• Work task:
Retype exactly the lines below, beginning with the first and ending with the line where "import time" appears.

• Saved entries:
━━━━

PR #352, opened 2022-02-08
Make no-auth github exporter okay

KevinMGranger:
Public repos do not need authentication.

This makes local testing and demoing the committime exporter much easier.

### DIFF
--- a/exporters/committime/app.py
+++ b/exporters/committime/app.py
@@ -1,6 +1,6 @@
 #!/usr/bin/python3
+import logging
 import os
-import sys
 import time
 from distutils.util import strtobool
 
@@ -15,8 +15,6 @@ from prometheus_client import start_http_server
 from prometheus_client.core import REGISTRY
 
 import pelorus
-
-REQUIRED_CONFIG = ["GIT_USER", "GIT_TOKEN"]
 
 
 class GitFactory:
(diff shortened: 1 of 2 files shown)


exporters/committime/app.py
```diff
@@ -46,17 +44,18 @@ def getCollector(
...
     pelorus.load_kube_config()
     k8s_config = client.Configuration()
     k8s_client = client.api_client.ApiClient(configuration=k8s_config)
     dyn_client = DynamicClient(k8s_client)
 
-    username = os.environ.get("GIT_USER")
-    token = os.environ.get("GIT_TOKEN")
+    username = os.environ.get("GIT_USER", "")
+    token = os.environ.get("GIT_TOKEN", "")
+    if not username and not token:
```
mpryc, line 55: How about:
If no GIT_USER or GIT_TOKEN is provided:
   check the git connection, if valid continue with information (meaning it's public repository), otherwise fail saying it could not authenticate and ask to provide valid GIT_USER and GIT_TOKEN?

KevinMGranger: That would have to be done per-repo. I believe authentication errors will already be logged, but I'll have to double check. We could also make a test for that, but that could be done later.

For now, I think logging about it is a good middle ground. Maybe it should be a `warning` instead?

mpryc: @KevinMGranger is currently only one GIT_USER and GIT_TOKEN associated with the exporter for all the repos? If yes then I think it's an issue as USER/TOKEN should be associated with the repo and not all of them. In that case the USER/TOKEN check would be valid as it's 1-1 mapping.

Ideally if the association is one repo - zero or more tokens (even multiple as one git org may have multiple tokens enabled for various periods/users/use-cases).

KevinMGranger: Resolving as per our discussion earlier.

mpryc (approved):

PR #354, opened 2022-02-09
Add python tekton pipeline demo

### LINKED ISSUE #331: Make a simple tekton-based example demo
[basic-spring-boot-tekton](https://github.com/redhat-cop/container-pipelines/tree/ad57251d7d5faf810076be95411b231d4551904e/basic-spring-boot-tekton#readme)

Much like the [existing demo script](https://github.com/konveyor/pelorus/blob/3e91ef811026e205e64717a85fdb1680cafd8559/demo/demo.sh) uses the [basic-nginx-pipeline](https://github.com/redhat-cop/container-pipelines/tree/ad57251d7d5faf810076be95411b231d4551904e/basic-nginx), this will allow us to perform rudimentary testing.

The part that may cause issues is whatever complexity comes from the spring-boot setup-- perhaps an nginx version would be simpler and/or build faster.

KevinMGranger:
This adds a basic python-based tekton demo in the `demo` dir, and a script to set it up and run it.

This is separate from the work in #333 because we should merge early and merge often. #333 will be a big enough PR on its own, so separating this will help with readability.

This is _not_ documented in the `docs/Demo.md` page because we should have the tekton functionality in pelorus up and running first.

Closes #331.

## Testing Instructions

1. Make sure:
  - `oc` and `tkn` are installed
  - you're logged in to the cluster
  - you have permission to install operators and create projects
2. run `./demo/demo-tekton

You should eventually see a simple page served at the link referenced in the output.

Continuing with the script as normal should eventually show changes to that page.

@redhat-cop/mdt

### DIFF
--- a/demo/README.md
+++ b/demo/README.md
@@ -1,0 +1,13 @@
+# demo
+
+Scripts to demonstrate pelorus functionality live here.
+
+## demo-tekton
+
+Although the pelorus functionality isn't merged yet, you can set up a basic python tekton pipeline with this script.
+
+It takes a single argument which is the downstream/fork URL you'll be pushing to.
+
+## demo.sh
+
+See the [demo docs in the official pelorus documentation.](https://pelorus.readthedocs.io/en/latest/Demo/)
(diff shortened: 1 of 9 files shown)


mpryc (approved):
LGTM

PR #357, opened 2022-02-10
Small setuptools improvements

mpryc:
With the https://github.com/pypa/pip/issues/7555 the pip install .
is going to be removed with the pip 21.3. We should use instead:
$ pip install --use-feature=in-tree-build exporters/

This change also adds wheel so the python package versionig for
exporters in the python packaging is also included.

## Linked Issues?

## Testing Instructions

@redhat-cop/mdt

### DIFF
--- a/.gitignore
+++ b/.gitignore
@@ -34,6 +34,10 @@ share/python-wheels/
 *.egg
 MANIFEST
 
+# We don't publish pip generated files
+exporters/AUTHORS
+exporters/ChangeLog
+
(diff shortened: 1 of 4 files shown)


mpryc:
This is currently draft as we should get other PRs merged and update README /Makefile to incorporate the in-tree-build option, The simple pip install . will not work with this change.

mpryc:
@KevinMGranger with the PR #370 I think this one isn't valid anymore?

PR #366, opened 2022-02-11
Pre-release version 1.4.6

mpryc:
We bump the version by few minor releases ty sync exporter versions
and pelorus Chart.

## Linked Issues?

## Testing Instructions

@redhat-cop/mdt


KevinMGranger (changes requested):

━━━━

• Written answer:
PR #352, opened 2022-02-08
Make no-auth github exporter okay

KevinMGranger:
Public repos do not need authentication.

This makes local testing and demoing the committime exporter much easier.

### DIFF
--- a/exporters/committime/app.py
+++ b/exporters/committime/app.py
@@ -1,6 +1,6 @@
 #!/usr/bin/python3
+import logging
 import os
-import sys
 import time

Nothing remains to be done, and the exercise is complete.